Models for data-sharing
Charles Hugh-Jones, Sanofi’s chief medical officer for the US and one of the most outspoken advocates of the project, says there are three basic models for sharing data:
- Black box model: Researchers submit a research question, and get – or don’t get – an answer. This is the most common and the most restrictive model.
- Gatekeeper: Espoused by the PhRMA/EFPIA principles for sharing data. Less restrictive than the black box model, but still requires research credentials and an acceptable research proposal for access to data.
- Broad access: This is the Project DataSphere model. Open access to almost everyone, but data is often limited as a result (comparator arm data only in Project DataSphere).
All of these models are useful in different ways, since “not all data is the same, and not all sharing is the same,” says Hugh-Jones. “We have to help the general public understand that that there are many flavors of data sharing…an ecosystem of data sharing rather than one place where all data is shared.”
Just as there are thousands of different cancer types, ranging from quite benign to extremely malignant, and different ways to treat them, there are also different sharing projects, with different aims, says Hugh-Jones. “There will be all sorts of models that hopefully will synergize to allow people to do different things.” The second phase of Project DataSphere will include research challenges, the first being a prostate cancer challenge in collaboration with the Prostate Cancer Foundation, says Hugh-Jones. There is also a social media component in the works, that would allow researchers to discuss their projects on the Project Datasphere website. “My belief is that [Project DataSphere] will be maximally successful once we start to build in the social overlay, because then everyone – payers, researchers, companies, academia and others – can start talking to each other,” says Hugh-Jones.
Other data-sharing projects
In addition to workshops the Institute of Medicine has convened on data-sharing, and the PhRMA/EFPIA data-sharing principles referenced above, many institutional and patient projects have surfaced in recent years. These include but certainly aren’t limited to Harvard’s Personal Genome Project, AHRQ’s Healthcare Cost and Utilization project, NIH’s Big Data to Knowledge (BD2K) project, PatientsLikeMe, TransCelerate, the Clinical Data Interchange Standards Consortium (CDISC), the Immune Tolerance Network, ClinicalStudyDataRequest.com, and the Yale Open Data Access (YODA).

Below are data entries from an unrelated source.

PR #96, opened 2026-09-19
fix: persist OpenCode runtime state

xai:
#### What it does

Persists OpenCode's data and state directories in the project config store so runtime state, including the selected model, survives container restarts. Runtime files are excluded from host config passthrough.

#### How to test

1. Build Enclave with `make build`.
2. From a test project, run `./bin/enclave --tool opencode --rebuild` and select a non-default model in OpenCode.
3. Exit OpenCode, then run `./bin/enclave --tool opencode` from the same project.
4. Confirm that OpenCode starts with the model selected in step 2.

#### Follow-ups

None.

#### Breaking changes

#### Review checklist


extensions/tools/opencode/spec.yaml
```diff
@@ -15,6 +15,17 @@ sandbox:
...
+    - storage/
+    - plans/
+    - snapshot/
+    - worktree/
+    - repos/
+    - tool-output/
+    - log/
+    - mcp-auth.json
+    - opencode*.db*
+    - state/
```
EclipseSourceAI: Ten patterns with no explanation of where they came from. The codex spec groups its entries with a comment saying what each group is and why it is safe to pin ([codex spec.yaml L23-33](https://github.com/eclipse-enclave/enclave/blob/3e28d1275e6ea71e4221c6d2b8a5e3c39e2688d1/extensions/tools/codex/spec.yaml#L23-L33)). Same here, otherwise nobody can tell later which of these OpenCode still writes.

Also worth spelling out in that comment: directory patterns are anchored at the config-store root ([HostConfigPathMatches L242-245](https://github.com/eclipse-enclave/enclave/blob/3e28d1275e6ea71e4221c6d2b8a5e3c39e2688d1/internal/config/host_config_passthrough.go#L242-L245)), so anything OpenCode nests one level deeper (under a per-project subdir, say) is not covered by these.

extensions/tools/opencode/spec.yaml
```diff
@@ -15,6 +15,17 @@ sandbox:
...
   configDir: .config/opencode
   skillsDir: .config/opencode/skills
+  statePaths:
+    - storage/
+    - plans/
+    - snapshot/
+    - worktree/
+    - repos/
+    - tool-output/
+    - log/
```
EclipseSourceAI: `log/` and `tool-output/` are not state worth pinning, and `statePaths` also means "preserve across every overlay", so they just accumulate in the config store. The generic backstop already denies `logs/` for every tool ([host_config_passthrough.go L21-36](https://github.com/eclipse-enclave/enclave/blob/3e28d1275e6ea71e4221c6d2b8a5e3c39e2688d1/internal/config/host_config_passthrough.go#L21-L36)); `log/` looks like it belongs there instead.

extensions/tools/opencode/spec.yaml
```diff
@@ -15,6 +15,17 @@ sandbox:
...
+    - mcp-auth.json
```
EclipseSourceAI, line 30: `mcp-auth.json` holds MCP OAuth tokens. Pinning it via `statePaths` keeps it in the per-project config store, so every project re-authenticates. Should this be a provider `authFiles` entry so it lands in the shared auth store like `auth.json`?

extensions/tools/opencode/entrypoint.d/setup.sh
```diff
@@ -9,32 +9,48 @@
 # OpenCode extension setup
 config_dir="$HOME/.config/opencode"
 data_dir="$HOME/.local/share/opencode"
+state_dir="$HOME/.local/state/opencode"
+state_store_dir="$config_dir/state"
```
EclipseSourceAI: `data_dir` links to `$config_dir` itself, so `$config_dir/state` is also reachable as `$HOME/.local/share/opencode/state`. If OpenCode ever writes a `state` entry in its data dir the two namespaces silently merge. A less generic store name (`xdg-state/`) would avoid that.

extensions/tools/opencode/README.md
```diff
@@ -8,6 +8,8 @@ LLM providers (OpenAI, Anthropic, Google).
 - **Command**: `opencode`
 - **YOLO flag**: *(none — runs in autonomous mode by default)*
 - **Config directory**: `~/.config/opencode`
+- **Data directory**: `~/.local/share/opencode` (persisted through the config store)
+- **State directory**: `~/.local/state/opencode` (persisted under the config store's `state/` directory)
```
EclipseSourceAI: `docs/runtime/stores.md` is where `statePaths` is documented and it currently names codex as the only tool doing this ([stores.md L34-39](https://github.com/eclipse-enclave/enclave/blob/3e28d1275e6ea71e4221c6d2b8a5e3c39e2688d1/docs/runtime/stores.md#L34-L39)). The new synthetic `state/` directory in the config store is user-visible, so it should be mentioned there too.

EclipseSourceAI (commented):
> [!NOTE]
> **Autonomous AI review.**
>
>
>
>

## What this PR does

Makes OpenCode's XDG state survive container restarts. `entrypoint.d/setup.sh` generalizes the existing data-dir migration into a reusable `opencode_link_into_store` helper and applies it twice: `~/.local/share/opencode` -> `~/.config/opencode` (unchanged behavior) and `~/.local/state/opencode` -> `~/.config/opencode/state` (new). The config dir is the bind-mounted config store, so both now persist. `spec.yaml` gains a `statePaths` list so the config-source overlay preserves that runtime state and host config passthrough cannot overwrite it.

The approach fits the codebase: `statePaths` already exists and feeds both `ConfigSourcePreservePaths` and the passthrough deny-list, and the symlink-into-store pattern is what OpenCode already did for its data dir. Tests cover the entrypoint end to end and mirror the existing codex passthrough test. Shellcheck is clean and the touched packages pass.

## Where to focus

The `statePaths` list is the part worth scrutiny. Ten patterns arrive with no justification, unlike the codex spec which documents each group, and they pull double duty: deny from host passthrough *and* pin forever in the config store. `log/` and `tool-output/` fall on the wrong side of that, and `mcp-auth.json` is arguably shared-auth-store material rather than per-project state. A maintainer who has run OpenCode in the container should confirm the paths are the real top-level names, since directory patterns are anchored at the store root.

Smaller points inline: the `state/` store name collides with the data-dir namespace, and `docs/runtime/stores.md` (the canonical `statePaths` doc) was not updated.

extensions/tools/opencode/spec.yaml
xai: i think this would be better done as a follow-up instead of mixing it into a mere persistence fix.

xai:
@EclipseSourceAI

extensions/tools/opencode/entrypoint.d/setup.sh
```diff
@@ -9,32 +9,48 @@
 # OpenCode extension setup
 config_dir="$HOME/.config/opencode"
 data_dir="$HOME/.local/share/opencode"
+state_dir="$HOME/.local/state/opencode"
```
EclipseSourceAI: OpenCode resolves its roots through `xdg-basedir` ([global.ts L3-L14](https://github.com/sst/opencode/blob/fee476bb90043a1012abda156dd9af9e5c71b19d/packages/core/src/global.ts#L3-L14)), so an image that exports `XDG_STATE_HOME` leaves this symlink unused and persistence silently stops. `entrypoint.sh` already assumes those vars can be set (it rewrites `XDG_*_HOME` for devcontainers, [L422-L425](https://github.com/eclipse-enclave/enclave/blob/3e28d1275e6ea71e4221c6d2b8a5e3c39e2688d1/entrypoint.sh#L422-L425), and uses `${XDG_CONFIG_HOME:-$HOME/.config}` at [L557](https://github.com/eclipse-enclave/enclave/blob/3e28d1275e6ea71e4221c6d2b8a5e3c39e2688d1/entrypoint.sh#L557)). `${XDG_STATE_HOME:-$HOME/.local/state}/opencode` would be safer.

extensions/tools/opencode/spec.yaml
```diff
@@ -15,6 +15,21 @@ sandbox:
...
+    - snapshot/
+    - worktree/
+    - repos/
+    - opencode*.db*
+    # Full truncated tool output remains addressable from session history.
+    - tool-output/
+    # MCP OAuth remains project-scoped with the rest of the tool data.
+    - mcp-auth.json
+    # The separate XDG state root is redirected here by setup.sh.
+    - xdg-state/
```
EclipseSourceAI, line 32: Pinning the whole state root drags in more than TUI state: upstream also writes `locks/`, `server.json` (a dead pid/url once the container exits) and `password`, a generated daemon secret, into that directory ([daemon.ts L39-L41](https://github.com/sst/opencode/blob/fee476bb90043a1012abda156dd9af9e5c71b19d/packages/cli/src/services/daemon.ts#L39-L41)). The model selection this PR is after is just `model.json` ([variant.shared.ts L19](https://github.com/sst/opencode/blob/fee476bb90043a1012abda156dd9af9e5c71b19d/packages/opencode/src/cli/cmd/run/variant.shared.ts#L19)), so `xdg-state/model.json` plus `xdg-state/plugin-meta.json` would keep the daemon credential out of the persisted store and let the overlay clear stale registrations.

extensions/tools/opencode/README.md
```diff
@@ -8,6 +8,8 @@ LLM providers (OpenAI, Anthropic, Google).
 - **Command**: `opencode`
 - **YOLO flag**: *(none — runs in autonomous mode by default)*
 - **Config directory**: `~/.config/opencode`
+- **Data directory**: `~/.local/share/opencode` (persisted through the config store)
+- **State directory**: `~/.local/state/opencode` (persisted under the config store's `xdg-state/` directory)
```
EclipseSourceAI: Follow-up material, not this PR: OpenCode's third root `~/.cache/opencode` holds `bin/`, where it downloads ripgrep and LSP servers (gopls, eslint, rubocop) at runtime ([global.ts L22](https://github.com/sst/opencode/blob/fee476bb90043a1012abda156dd9af9e5c71b19d/packages/core/src/global.ts#L22)). That stays container-local, so every session re-downloads them.

EclipseSourceAI (commented):
> [!NOTE]
> **Autonomous AI review.**
>
>
>
>

## What this PR does

Makes OpenCode's XDG state survive container restarts. `entrypoint.d/setup.sh` generalizes the existing data-dir migration into a reusable `opencode_link_into_store` helper and applies it twice: `~/.local/share/opencode` -> `~/.config/opencode` (unchanged) and `~/.local/state/opencode` -> `~/.config/opencode/xdg-state` (new). Since the config dir is the bind-mounted config store, both persist. `spec.yaml` gains `statePaths` so the config-source overlay preserves that runtime state and host passthrough cannot overwrite it.

The follow-up commit addressed the earlier round well: the store name no longer collides with the data-dir namespace, `log/` is gone, the path list is annotated, and `docs/runtime/stores.md` is updated.

## Verification

I checked the `statePaths` list against OpenCode upstream (`packages/core/src/global.ts` and the call sites of `Global.Path.data`). It is accurate and complete: `storage/`, `plans/`, `snapshot/`, `worktree/`, `repos/`, `tool-output/`, `mcp-auth.json` and `opencode*.db*` are exactly the top-level entries OpenCode writes under its data root, and `auth.json` is already covered by the provider auth files. `log/` is the only omission and it is disposable.

## Where to focus

Two points inline. The state root is resolved through `xdg-basedir` upstream, so hardcoding `$HOME/.local/state` breaks silently if the image exports `XDG_STATE_HOME`. And pinning `xdg-state/` wholesale persists OpenCode's generated daemon `password` and a stale `server.json` registration in the per-project config store, where only `model.json` is actually needed for the stated goal.

- [document where the statePaths entries come from](https://github.com/eclipse-enclave/enclave/pull/96#discussion_r4053124130)
- [drop `log/` from the pinned state paths](https://github.com/eclipse-enclave/enclave/pull/96#discussion_r4053124159)
- [rename the store dir so it cannot collide with the data-dir namespace](https://github.com/eclipse-enclave/enclave/pull/96#discussion_r4053124248)
- [mention the new store directory in `docs/runtime/stores.md`](https://github.com/eclipse-enclave/enclave/pull/96#discussion_r4053124288)

tortmayr:
I executed the testplan and confirm that state persists now.
Could you please address  (or discard) the remaining AI review comments? Then I will finish my review

extensions/tools/opencode/spec.yaml
xai: The state root is symlinked into xdg-state/ by setup.sh, so pinning individual files would only change what an overlay clears, not what gets persisted. Upstream already treats password as a durable credential and health-checks server.json before reuse, so I'm keeping the whole directory rather than an allow-list that drifts with each OpenCode release.

EclipseSourceAI (commented):
> [!NOTE]
> **Autonomous AI review.**
>
>
>
>

Since my last review, the only change is `e9322f1` ("fix: honor OpenCode XDG state home"). It resolves the `XDG_STATE_HOME` hardcoding issue I flagged: `setup.sh` now resolves `state_base` from `${XDG_STATE_HOME:-$HOME/.local/state}` with a writability probe that falls back to the home-local root, and the devcontainer path-normalization call in `entrypoint.sh` was hoisted to run before extension setup scripts are sourced, so the rewritten `HOME`/`XDG_*` vars are visible to tool setup. New tests cover both the normalization ordering and the fallback path, and everything passes (`go test`, `shellcheck`, `gofmt`). I didn't find any new issues in this change.

The other still-open thread (pinning the whole `xdg-state/` directory, including the daemon `password` and `server.json`) was pushed back on with reasoning, so I'm not re-raising it. That's a maintainer call now.

- [hardcoded XDG_STATE_HOME path breaks silently under a custom XDG_STATE_HOME](https://github.com/eclipse-enclave/enclave/pull/96#discussion_r4053582331)

tortmayr (approved):
LGTM! 👍🏼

Last January, Janssen Research and Development (a J&J subsidiary) partnered with YODA [insert Star Wars joke here] in what has been described as a “pioneering partnership model for sharing clinical data.” The project is distinct in that it “gives the decision-making power over access to data to the Yale group, rather than it being held by J&J,” says Doshi. “J&J is going quite a bit further, it seems, in its pledges to give independent investigators access to both arms of data for trials it has sponsored.”
Doshi says what’s often overlooked in the charge on pharma’s data vaults is the data that’s housed at FDA. “They singularly hold the most data across companies, across therapeutic areas, across time. EMA is releasing data, but why is FDA not similarly opening up its archives to the public?” asks Doshi. “I think the status quo for them is a more comfortable place to be than a revolution in access to data.”